J Clin Oncol. 2018 Jun 1;36(16):1594-1602. doi: 10.1200/JCO.2017.76.6915. Epub 2017 Dec 18.

Abstract

Purpose Our preclinical work identified depletion of ATR as a top candidate for topoisomerase 1 (TOP1) inhibitor synthetic lethality and showed that ATR inhibition sensitizes tumors to TOP1 inhibitors.
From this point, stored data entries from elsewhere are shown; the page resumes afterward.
PR #2370, opened 2017-12-20
CLOUDSTACK-9595: Fix regression introduced in #1762

rhtyd:
The `assignDedicateIpAddress` previously had marked the newly fetched
IP as allocated but now it does not do that. This fails for VPCs
where SNATs IP are retained as allocating and not allocated after
creation.

@yvsubhash @rafaelweingartner and please review.
@blueorangutan package

### DIFF
--- a/server/src/com/cloud/network/IpAddressManagerImpl.java
+++ b/server/src/com/cloud/network/IpAddressManagerImpl.java
@@ -291,8 +291,8 @@ public class IpAddressManagerImpl extends ManagerBase implements IpAddressManage
 
     SearchBuilder<IPAddressVO> AssignIpAddressSearch;
     SearchBuilder<IPAddressVO> AssignIpAddressFromPodVlanSearch;
-    private final Object _allocatedLock = new Object();
-    private final Object _allocatingLock = new Object();
+    private static final Object allocatedLock = new Object();
+    private static final Object allocatingLock = new Object();
 
     static Boolean rulesContinueOnErrFlag = true;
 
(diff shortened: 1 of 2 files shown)


server/src/com/cloud/network/IpAddressManagerImpl.java
```diff
@@ -936,8 +942,8 @@ public PublicIp assignDedicateIpAddress(Account owner, final Long guestNtwkId, f
                 displayIp = vpc.isDisplay();
             }
 
-            return fetchNewPublicIp(dcId, null, null, owner, VlanType.VirtualNetwork, guestNtwkId, isSourceNat, false, null, false, vpcId, displayIp);
-
+            ip = fetchNewPublicIp(dcId, null, null, owner, VlanType.VirtualNetwork, guestNtwkId, isSourceNat, true, null, false, vpcId, displayIp);
```
rafaelweingartner: You can return directly the call to `fetchNewPublicIp`.

I have not checked. What is that boolean flag you changed there?

rhtyd: @rafaelweingartner actually there is a `ip` variable that is used in `finally` which is why I assign and then return see the code below this line.

rafaelweingartner: ok, no I saw it.
Thanks

rhtyd:
@blueorangutan test

yvsubhash:
@rhtyd  Code changes are fine LGTM for code

rhtyd:
Thanks for confirming @yvsubhash, I'll merge the fix once test results arrive.

rhtyd:
Tests LGTM, the new vpc vpn failure is due to create vpn user failing. I'll merge this based on tests and two code reviews.

PR #2372, opened 2017-12-20
Cloudstack-10201: catalina log rotate

Slair1:
Receive following message in "var/spool/mail/root:

### /etc/cron.daily/logrotate:

error: skipping "/var/log/cloudstack/management/catalina.out" because parent directory has insecure permissions (It's world writable or writable by group which is not "root") Set "su" directive in config file to tell logrotate which user/group should be used for rotation.

### As error states, group is "cloud":

[root@labcloud01b ~]# ls -l /var/log/cloudstack/
total 64
drwxrwx---. 2 root root 6 Dec 18 23:41 ipallocator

We hypothesized that a combination of selective ATR inhibitor M6620 (previously VX-970) and topotecan, a selective TOP1 inhibitor, would be tolerable and active, particularly in tumors with high replicative stress. Patients and Methods This phase I study tested the combination of M6620 and topotecan in 3-week cycles using 3 + 3 dose escalation. The primary end point was the identification of the maximum tolerated dose of the combination. Efficacy and pharmacodynamics were secondary end points. Results Between September 2016 and February 2017, 21 patients enrolled. The combination was well tolerated, which allowed for dose escalation to the highest planned dose level (topotecan 1.25 mg/m, days 1 to 5; M6620 210 mg/m, days 2 and 5). One of six patients at this dose level experienced grade 4 thrombocytopenia that required transfusion, a dose-limiting toxicity. Most common treatment-related grade 3 or 4 toxicities were anemia, leukopenia, and neutropenia (19% each); lymphopenia (14%); and thrombocytopenia (10%). Two partial responses (≥ 18 months, ≥ 7 months) and seven stable disease responses ≥ 3 months (median, 9 months; range, 3 to 12 months) were seen. Three of five patients with small-cell lung cancer, all of whom had platinum-refractory disease, had a partial response or prolonged stable disease (10, ≥ 6, and ≥ 7 months). Pharmacodynamic studies showed preliminary evidence of ATR inhibition and enhanced DNA double-stranded breaks in response to the combination. Conclusion To our knowledge, this report is the first of an ATR inhibitor-chemotherapy combination. The maximum dose of topotecan plus M6620 is tolerable. The combination seems particularly active in platinum-refractory small-cell lung cancer, which tends not to respond to topotecan alone. Phase II studies with biomarker evaluation are ongoing.

摘要

目的

我们的临床前研究发现,ATR 耗竭是拓扑异构酶 1(TOP1)抑制剂合成致死性的最佳候选药物,并且ATR 抑制可使肿瘤对 TOP1 抑制剂敏感。我们假设,选择性 ATR 抑制剂 M6620(以前称为 VX-970)与拓扑替康联合应用,特别是在具有高复制应激的肿瘤中,是可以耐受和有效的,拓扑替康是一种选择性 TOP1 抑制剂。

患者和方法

本 I 期研究采用 3+3 剂量递增法,在 3 周的周期中测试 M6620 和拓扑替康的联合应用。主要终点是确定联合用药的最大耐受剂量。疗效和药效学是次要终点。

结果

2016 年 9 月至 2017 年 2 月期间,共招募了 21 名患者。该联合治疗耐受性良好,允许增加剂量至计划的最高剂量水平(拓扑替康 1.25mg/m,第 1 至 5 天;M6620 210mg/m,第 2 和第 5 天)。在该剂量水平下,6 名患者中有 1 名发生 4 级血小板减少症,需要输血,这是一种剂量限制毒性。最常见的与治疗相关的 3 或 4 级毒性是贫血、白细胞减少和中性粒细胞减少(各占 19%);淋巴细胞减少(14%);血小板减少症(10%)。2 名患者(≥18 个月,≥7 个月)出现部分缓解,7 名患者(≥3 个月,中位时间为 9 个月;范围为 3 至 12 个月)出现稳定疾病反应。5 名小细胞肺癌患者中有 3 名(均为铂类难治性疾病)出现部分缓解或疾病稳定延长(10、≥6 和≥7 个月)。药效学研究初步表明,该联合用药具有 ATR 抑制作用,并增强了 DNA 双链断裂。

结论

据我们所知,这是首个 ATR 抑制剂联合化疗的报告。拓扑替康加 M6620 的最大剂量是可以耐受的。该联合用药在铂类难治性小细胞肺癌中似乎特别有效,因为这类肺癌通常对拓扑替康单药治疗没有反应。正在进行具有生物标志物评估的 II 期研究。